Meta ha presentato TorchForge, una libreria PyTorch-native progettata per semplificare il reinforcement learning (RL) nei modelli linguistici di grandi dimensioni (LLM). La libreria è stata sviluppata per affrontare le sfide infrastrutturali che spesso rallentano la ricerca e limitano la velocità di iterazione dei team.

TorchForge e Weaver: una sinergia per l'RL su vasta scala

In collaborazione con Stanford e CoreWeave, il team di Meta ha testato TorchForge su un cluster di 512 GPU, utilizzando Weaver come sistema di verifica. Questo ha permesso di eseguire GRPO (Generalized Policy Optimization) a una scala e velocità precedentemente irraggiungibili. L'integrazione ha portato a una configurazione più semplice, un training più stabile e un flusso di lavoro più efficiente dall'ideazione all'implementazione.

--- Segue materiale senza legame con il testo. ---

PR #9702, opened 2026-01-12
Add synths to query string

joshhanley:
## The Problem

Previously, values loaded from the query string were always strings. If you had a typed property like `Carbon`, Livewire would throw an error when trying to assign the string value from the URL. Visiting `?created=2024-01-15` would result in:

Screenshot 2026-01-12 at 03 45 55PM@2x

```php
<?php

use Carbon\Carbon;
use Livewire\Attributes\Url;
use Livewire\Component;

new class extends Component {
    #[Url]
    public Carbon $created;
}; ?>

<div>
    {{ $created }}
</div>
```

## The Solution

Query string values now pass through the appropriate synth based on the property's type hint:

- `?page=5` → integer `5`
- `?price=9.99` → float `9.99`
- `?date=2024-01-15` → Carbon instance

This works for:
1. **Component properties** with `#[Url]` attribute
2. **Component properties** with legacy `$queryString` syntax
3. **Form object properties** with individual `#[Url]` attributes

### Small breaking change

At the moment, there are tests which check and ensure that if an invalid enum value is provided, then the property is set to null rather than throwing an error.

- test_can_use_url_on_string_backed_enum_object_properties_with_initial_invalid_value_on_nullable
- test_can_use_url_on_integer_backed_enum_object_properties_with_initial_invalid_value_on_nullable

This doesn't seem right to me. I think if the value provided is incorrect for the type, then it should throw the error, not mark it as null instead, as I feel that would be unexpected for a user rather than getting an error if their query string value is wrong.

So I've changed the tests but I'm not 100% on this change. I will document it in the upgrade guide if we decide to go with it.

The nullable was added in PR #9140.

### Form Object Hydration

TorchForge offre primitive RL PyTorch-native che scalano da un singolo nodo a un cluster multi-nodo senza complessità infrastrutturali. Weaver, invece, fornisce segnali di reward di livello production senza annotazioni umane o costose chiamate API. Monarch orchestra la coordinazione distribuita con tolleranza automatica agli errori.

Caratteristiche principali di TorchForge

  • API RL in stile pseudocodice.
  • Sincronicità flessibile.
  • Astrazioni di servizio Monarch.
  • Piani di controllo e dati disaccoppiati.
  • Sincronizzazione dei pesi in-memory TorchStore.
  • Componenti collaudati end-to-end (vLLM, TorchTitan).
  • Scaling eterogeneo ed effimero.
  • Integrazione di reward e verifier personalizzati (es. Weaver).
  • Pipeline robuste e riproducibili.
  • Estensibilità tramite ambienti e strumenti di prima classe.

Weaver: un verifier per il ragionamento

Weaver è un sistema di verifica progettato per colmare il divario tra generazione e verifica nei modelli linguistici di grandi dimensioni. Aggrega molteplici verifier più piccoli per creare un motore di verifica più efficace. Questo sistema automatizzato elimina la necessità di annotazioni umane continue e riduce la dipendenza da costose API di modelli di frontiera.

Risultati sperimentali

I test hanno confrontato tre approcci di reward su modelli Qwen3-8B-Base e Qwen3-32B-Base:

  • Modello di reward singolo (RM) senza annotazioni.
  • Weaver senza annotazioni.
  • Esempi di training annotati.

L'uso combinato di Forge e Weaver ha portato a risultati significativamente superiori rispetto ai singoli modelli di reward nei benchmark Math, GPQA e MMLU Pro. La pipeline ha dimostrato un miglioramento notevole, raggiungendo il 63% del divario tra il singolo RM e il training annotato su GPQA con Qwen3-8B.